Wouldn't it have been desirable to specify that no implementation is required to honor compiler-macros, but if an implementation does honor compiler-macros sometimes, then it must always support them on a best-effort basis? By "on a best-effort basis" I mean that if there are some corner cases in specific calls for which a compiler-macro might be applicable but the semantics are somehow non-obvious or if there are specific implementation-specific problems with supporting that case, then only then could the implementation not honor the compiler-macro.
Oh, and maybe specify that setting (optimize (space 0)) prevents expansion of compiler-macros...
On Sun, Dec 4, 2011 at 6:02 PM, Steve Haflich shaflich@gmail.com wrote:
Interestingly enough, that also means that there is no ways to use &KEY to specify non-keyword keyword arguments in a compiler-macro lambda-list that doesn't run roughshod across the evaluation model.
I think you mean "non-constant" rather than "keyword". There is nothing special about keyword (which is a constant) and any other constant that eventually evaluates to a symbol.
The real open issuse behind compiler-macros are deeper.
Back in 1989 JonL White (then of Lucid) and I (then and still of Franz) threatened to hold our breath until we turned blue at an X3J13 meeting unless we were permitted to enter a proposal for compiler macros. We worked overnight (I think it was at JonL's house in Palo Alto) to come up with a proposal. It was accepted, subject to a few later emendations, and that is what is in the ANS. Unfortunately, there was not time to give the proposal the traditional trial-by-implementation-and-use, so compiler-macros are not defined completely enough for effective portable use. (But I'm nonetheless glad they are there.)
The ANS is silent on what happens if a compiler-macro signals an error -- not just an error from an unmatchable "keyword" argument. I suggest that the compiler _should_ have been specified to wrap an error handler around compiler-macro expansion, and if any error occurs, the expansion should be treated as ther equivalent of returning &whole.

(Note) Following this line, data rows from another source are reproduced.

Issue #323, opened 2015-07-17
remove lingual plone stuff


svx:
- remove all lingual.plone stuff from Plone 5 docs

polyester:
The following pages need review from @bloodbare or @sneridagh , to state the p.a.m. version of things.

- [ ] https://github.com/plone/documentation/blob/5.0/develop/plone/i18n/cache.rst (it can probably go completely, but double check
- [ ] https://github.com/plone/documentation/blob/5.0/develop/plone/searching_and_indexing/query.rst (mentions LinguaPlone 5 times...)
- [ ] https://github.com/plone/documentation/blob/5.0/develop/plone/i18n/language.rst

rest of mentions are taken care of in https://github.com/plone/documentation/issues/344

sneridagh:
1. https://github.com/plone/documentation/blob/5.0/develop/plone/i18n/cache.rst can go away because it's something that can be done from varnish itself (unset the cookie for some resources).
2. https://github.com/plone/documentation/blob/5.0/develop/plone/searching_and_indexing/query.rst @bloodbare should review it to be sure.
3. https://github.com/plone/documentation/blob/5.0/develop/plone/i18n/language.rst the mentions are valid, but should refer to p.a.m instead of LinguaPlone. It should be reviewed as well since it's possible that some reference in code is wrong.

svx:
@bloodbare could you review https://github.com/plone/documentation/blob/5.0/develop/plone/searching_and_indexing/query.rst if you have a minute or two ? Would be great to have that in the 5.1 docs ! :)

svx:
@polyester @sneridagh Who would be the right person to review: https://github.com/plone/documentation/blob/5.0/develop/plone/i18n/language.rst ?

stevepiercy:
Closing as won't fix for Plone 5. We now have https://6.docs.plone.org/i18n-l10n/index.html and https://6.docs.plone.org/volto/development/i18n.html. We don't have good search docs yet, though, but we have an open issue for it at https://github.com/plone/documentation/issues/1730

PR #344, opened 2015-08-12
Polyester fixvarious

polyester:
sorry for the massive commit, I was on a roll a bit. Should dramatically reduce the number of build warnings and errors. Main ones left are 

- the bogus "image not readable' (they are fake because robotframework creates them)
- ones in /external (should be fixed by authors)
- and some in buildout.coredev section. Not fixing now because we should pull that in as external as well, I have some pull request there to make that better.

review carefully, there are some editorial decisions in here as well, such as dropping the docs for Linguaplone and raptus.multiplone, with a link to the old docs.


svx:
@polyester I guess we also have to check which other tickets are may involved into this PR, I konw for example that we have a ticker for LingualPlone #323 .

So we should check the open tickets to and update or if possible close them.

The rest looks awesome thanks a lot !!

polyester:
Don't merge yet, working on removing more linguaplone stuff (and yakshaving in the process)

svx:
GO GO GO, just tell me when it is time for review/merge !

polyester:
There's three mentions of LinguaPlone that I can't take care of, needs somebody with more knowledge. Documented in https://github.com/plone/documentation/issues/323

polyester:
feel free to review/merge so far; the remaining ones need external review so that could be a while.

svx:
In:

develop/plone/searching_and_indexing/indexing.rst

and
 
develop/plone/i18n/internationalisation.rst

we should fix the way how the links are done, currently they are using the 'list at the bottom style' like:

.. _zope.i18n: https://pypi.python.org/pypi/zope.i18n
.. _zope.i18nmessageid: https://pypi.python.org/pypi/zope.i18nmessageid

We should change that into 'in text links', because they are better/easier for translations.

@polyester what is your opinion, do that now, or some day later ?

polyester:
done for these two. My opinion is about the same as fixing linebreaks: when opportunity arises. One day I will write a shell script to automagically do it. Today is not that day.

Issue #302, opened 2015-07-13
develop/addons/javascript.rst


svx:
Update documentation about how we do JavaScript in Plone 5

ichim-david:
http://docs.plone.org/develop/addons/javascript_standards.html needs to be updated since I don't see jquery-migrate plugin being loaded in Plone 5.
This means that code snippets that use $.browser will break ever since jquery 1.9 and since plone 5 ships with 1.1.11 people will run into javascript errors.

timitos:
Some interesting points for the javascript documentation can be found in plone/Products.CMFPlone#1163

timitos:
Here is a small collection of topics that need to be covered in the javascript documentation:
- Modern Javascript in Plone with requirejs
- Mockup and patternslib
- How to integrate legacy javascript (covered in [1])
- How to setup a dev environment for the javascript story
  - Requirements
  - Installation
  - JSHint
- Usage of the development mode of the resource registry
- Adding a resource or bundle to a request (covered in [1])
- How to add javascript or a pattern to an addon
  - TTW (covered in [2])
  - By Addon (covered in [1])

A few of these things are covered in:
[1] http://docs.plone.org/adapt-and-extend/theming/resourceregistry.html
[2] http://training.plone.org/5/javascript/index.html

timitos:
@frisi @thet maybe you want to join working on this issue.

timitos:
There is some more content to integrate in this document:
https://docs.google.com/document/d/1vg3K98oGk8wLkaT7uBZ-O6ufNw3NSupro4mK96hZrao

tkimnguyen:
I just struggled to find information on how to add JavaScript to an edit form, until I found this thread https://community.plone.org/t/add-custom-javascript-to-the-edit-page/2537, to which I added my own details: https://community.plone.org/t/add-custom-javascript-to-the-edit-page/2537/3. I would like to add it to the https://docs.plone.org/develop/addons/javascript folder somehow.

stevepiercy:
@petschki @MrTango is this issue still valid for Plone 6 for managing JavaScript in add-ons for the backend and Classic UI? 

We're not going to update Plone 5 docs.

petschki:
This is outdated.

We need to look at the existing docs here https://6.docs.plone.org/classic-ui/mockup.html and here https://6.docs.plone.org/classic-ui/module-federation.html how we can improve and extend the info for addon developers.

PR #351, opened 2015-09-03
Fixed link to jsvariables.py, only available on Plone 4.3.

mauritsvanrees:


polyester:
Note: this needs update for Plone 5, see also https://github.com/plone/documentation/issues/302

PR #363, opened 2015-09-16
upgrade doc regarding plone app users

ebrehault:


ebrehault:
bad branch, sorry

tisto:
@polyester @svx it seems I'm not the only one who makes this mistake. :) 

Can't we make the current Plone version the master branch? Or at least make the 5.0 branch the default one? It is really confusing that the default master branch is not used at all.

polyester:
that was going to be my job in Munich ;-)

Yes, we need to cut a 4.x branch from master, and then make 5.0 the default branch. And do the same on github.com/plone/papyrus, and reflect it in their respective readme's. So it's a bit of a shuffle, which I can't do before friday morning.

tisto:
Ok, cool. Thanks for working on this! :)

PR #368, opened 2015-09-18
DO NOT MERGE YET link to build docs

polyester:
don't merge yet, trying to figure out the travis errors as well as fix this one tiny link ;-)


polyester:
mr.developer hates mercurial (again, it has been doing that several times over the last few years). That generates errors which travis doesn't like. Fixed (I hope) by moving sphinx-intl from mercurial to git.

Issue #334, opened 2015-07-22
Unable to build under FreeBSD (make externals: Error expanding embedded variable)


mjollnirpaul:
Can s/o help?  I want to build the docs for offline use like described on the start page on github.
Here's what I did:
[root@paul-lifebook /usr/local/www/Plone/papyrus]# ./bin/python bootstrap-buildout.py
Downloading https://pypi.python.org/packages/source/s/setuptools/setuptools-18.0.1.zip
Extracting in /tmp/tmp3IUMcp
Now working in /tmp/tmp3IUMcp/setuptools-18.0.1
Building a Setuptools egg in /tmp/tmpc7FVRV
/tmp/tmpc7FVRV/setuptools-18.0.1-py2.7.egg
Creating directory '/usr/local/www/Plone/papyrus/develop-eggs'.
Generated script '/usr/local/www/Plone/papyrus/bin/buildout'.
[root@paul-lifebook /usr/local/www/Plone/papyrus]# bin/buildout
mr.developer: Queued 'documentation' for checkout.
mr.developer: Queued 'plone.api' for checkout.
mr.developer: Queued 'sphinx-intl' for checkout.
mr.developer: Queued 'sphinx.themes.plone' for checkout.
mr.developer: Skipped checkout of existing package 'sphinx.themes.plone'.
mr.developer: Skipped checkout of existing package 'documentation'.
mr.developer: Skipped checkout of existing package 'plone.api'.
## The current global buildout threat level is:   GUARDED  

Upgraded:
  zc.buildout version 2.2.4,
  setuptools version 7.0;
restarting.
Generated script '/usr/local/www/Plone/papyrus/bin/buildout'.
mr.developer: Queued 'documentation' for checkout.
mr.developer: Queued 'plone.api' for checkout.
mr.developer: Queued 'sphinx-intl' for checkout.
mr.developer: Queued 'sphinx.themes.plone' for checkout.
mr.developer: Skipped checkout of existing package 'plone.api'.
mr.developer: Skipped checkout of existing package 'sphinx.themes.plone'.
mr.developer: Skipped checkout of existing package 'documentation'.
## The current global buildout threat level is:   GUARDED  

Develop: '/usr/local/www/Plone/papyrus/source/plone.api'
warning: no files found matching 'docs/README.rst'
warning: no previously-included files matching '_.pyc' found anywhere in distribution
Develop: '/usr/local/www/Plone/papyrus/source/sphinx-intl'
[...]

PR #373, opened 2015-09-21
various fixes

polyester:
removing references to Plone3, and other fixes


svx:
Currently building the docs these way is failing on for example FreeBSD, that is the reason why the docs mention on which OS the docs build is working.

Maybe the wording was not OK, but removing that is also not really cool, there is also #334.

svx:
Sorry my mistake I was too fast reading

PR #376, opened 2015-09-24
including non-requirejs scripts with plone

instification:
This is some notes on adding non requirejs javascript to a theme whilst also including the plone bundles.

Raised by https://github.com/plone/Products.CMFPlone/issues/984


davilima6:
Thanks! As a minor suggestion I'd drop the `type` attribute since that's both implicit and best practice for HTML5 (on `script`, `style` and `link` tags). I will open an issue suggesting that for Plone core as well.

davilima6:
Thanks! Here it is: plone/Products.CMFPlone#1078

PR #377, opened 2015-09-25
Add basic docs for frontend/backend theming

instification:
Some very rudimentary documentation on using the backend version of Barceloneta in a theme.

Original issue https://github.com/plone/Products.CMFPlone/issues/465
Relevant pull request https://github.com/plone/plonetheme.barceloneta/pull/40

### DIFF
--- a/adapt-and-extend/theming/resources.rst
+++ b/adapt-and-extend/theming/resources.rst
@@ -371,19 +371,23 @@ Example::
         <xi:include href="++theme++barceloneta/backend.xml" />
 
         <!-- Only theme front end pages -->
-        <rules css:if-content="body.viewpermission-view,body.viewpermission-none">
+        <rules css:if-content="body.frontend" css:if-content="#visual-portal-wrapper">
 
-            <rules css:if-content="#visual-portal-wrapper">
+            <theme href="index.html" />
 
-                <theme href="index.html" />
+            <!-- Include basic plone/toolbar bundles -->
+            <after theme-children="/html/head" content="/html/head/link[@data-bundle='basic' or @data-bundle='plone' or @data-bundle='plone-logged-in' or @data-bundle='diazo']" />
+            <after theme-children="/html/head" content="/html/head/script[@data-bundle='basic' or @data-bundle='plone' or @data-bundle='plone-logged-in' or @data-bundle='diazo']" />
 
-                <!-- Your diazo front end rules go here -->
+            <!-- Insert the toolbar -->
+            <before css:theme-children="body" css:content-children="#edit-bar" css:if-not-content=".ajax_load" css:if-content=".userrole-authenticated" />
 
-            </rules>
+            <!-- Your diazo front end rules go here -->
+
         </rules>
     </rules>
 
-TODO - including the toolbar in the front-end
+You can define your own diazo bundle in your manifest.cfg (by using development-js, production-js and css options). This diazo bundle will not be included in the backend theme.
 
 
 Browser Page bundle
--- a/adapt-and-extend/theming/resources.rst
+++ b/adapt-and-extend/theming/resources.rst
@@ -371,13 +371,13 @@ Example::
         <xi:include href="++theme++barceloneta/backend.xml" />
 
         <!-- Only theme front end pages -->
-        <rules css:if-content="body.frontend" css:if-content="#visual-portal-wrapper">
+        <rules css:if-content="body.frontend#visual-portal-wrapper">
 
             <theme href="index.html" />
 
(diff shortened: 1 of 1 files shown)


adapt-and-extend/theming/resources.rst
```diff
@@ -356,9 +356,34 @@ The options are :
...
+        xmlns:xsl="http://www.w3.org/1999/XSL/Transform"
+        xmlns:xi="http://www.w3.org/2001/XInclude">
+
+        <!-- Include the backend theme -->
+        <xi:include href="++theme++barceloneta/backend.xml" />
+
+        <!-- Only theme front end pages -->
+        <rules css:if-content="body.viewpermission-view,body.viewpermission-none">
+
+            <rules css:if-content="#visual-portal-wrapper">
```
djay: You can simplify that to 

```
        <rules css:if-content="body.frontend" css:if-content="#visual-portal-wrapper">
```

adapt-and-extend/theming/resources.rst
```diff
@@ -356,9 +356,34 @@ The options are :
...
+
+                <theme href="index.html" />
+
+                <!-- Your diazo front end rules go here -->
+
```
djay, line 386: Need to mention you will need to include a bundle that includes support for the toolbar.

adapt-and-extend/theming/resources.rst
davilima6: You can simplify even more with:

```
<rules css:if-content="body.frontend, #visual-portal-wrapper">
```

djay: No, that means OR, not AND.

davilima6: You´re right, I'm sorry. Only way to achieve AND would be with [nested conditions](http://docs.diazo.org/en/latest/advanced.html#condition-grouping-and-nesting).

polyester:
@instification is this ready to be merged now?

jensens:
very useful!

instification:
@polyester yes I think so. I've tested the example locally and it works.

adapt-and-extend/theming/resources.rst
```diff
@@ -356,9 +356,38 @@ The options are :
...
+            <theme href="index.html" />
+
+            <!-- Include basic plone/toolbar bundles -->
+            <after css:theme-children="head" css:content="head link[data-bundle='basic'], head link[data-bundle='plone'], head link[data-bundle='plone-logged-in'], head link[data-bundle='diazo']" />
+            <after css:theme-children="head" css:content="head script[data-bundle='basic'], head script[data-bundle='plone'], head script[data-bundle='plone-logged-in'], script link[data-bundle='diazo']" />
+
+            <!-- Insert the toolbar -->
+            <before css:theme-children="body" css:content-children="#edit-bar" css:if-not-content=".ajax_load" css:if-content=".userrole-authenticated" />
+
```
djay, line 384: The backend.cfg already inserts the toolbar. Perhaps it shouldn't if thats confusing?

instification, line 384: It seems odd to include the toolbar without the necessary js/css.

I think it would make more sense to let the developer choose to add the toolbar to the frontend (using the example here) and just include the toolbar for non-frontend pages by default.

adapt-and-extend/theming/resources.rst
```diff
@@ -356,9 +356,38 @@ The options are :
 Diazo frontend - barceloneta backend
 ^^^^^^^^^^^^^^^^^^^^^^^^^^^^^^^^^^^^
 
-Using diazo rules you can define a frontend and a backend separatelly defining which bundles you want to load.
+Using diazo rules you can theme the frontend of your site how you like, and use the default Barceloneta theme for the backend.
```
tomgross, line 359: There is a limitation with this construct: http://stackoverflow.com/questions/17202134/diazo-xsltemplate-not-applying-when-inside-secondary-rules-file
You can't unfortunately place Inline XSL directives into a condition. @djay any ideas how to work around this?

instification, line 359: Would the `<replace/>` workaround in the accepted answer not work for a lot of (possibly all) scenarios where you would need to use inline xsl?

Is this also not a similar problem regardless of whether you are using this backend template? In the [theming guide](https://plone-theming-with-diazo.readthedocs.org/en/latest/snippets_diazo/rules/index.html) we see:

```
 <!-- theme wrapper, to prevent theming ZMI -->
 <rules css:if-content="#visual-portal-wrapper">
```

so inline xsl directives would also need to be defined outside the nested `<rules>`, potentially causing issues with the zmi.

But even this is not sufficient. The ANS allows a compiler to ignore compiler-macros altogether, or whenever it likes. This provision was necessary to get compiler macros into the standard (to avoid imposing new features on implementations unwilling or unable to conform) but this makes the facility portably unusable. Now, many uses of compiler macros presume nonportable dependencies, such as translating certain references into nonportable lower-level accessors, but IMO it should be possible somehow for portable code to assume that a compiler macro _will_ be expanded in compiled portable code. There ought be some sort of mechanism so the programmer can determine that a compiler macro has signalled error, or that a compiler macro has returned &whole. (Those if us who use compiler-macros currentyl often use disassemble.) I have no proposal how to implement such facilities -- they would live too close to the real estate owned by the programming environment.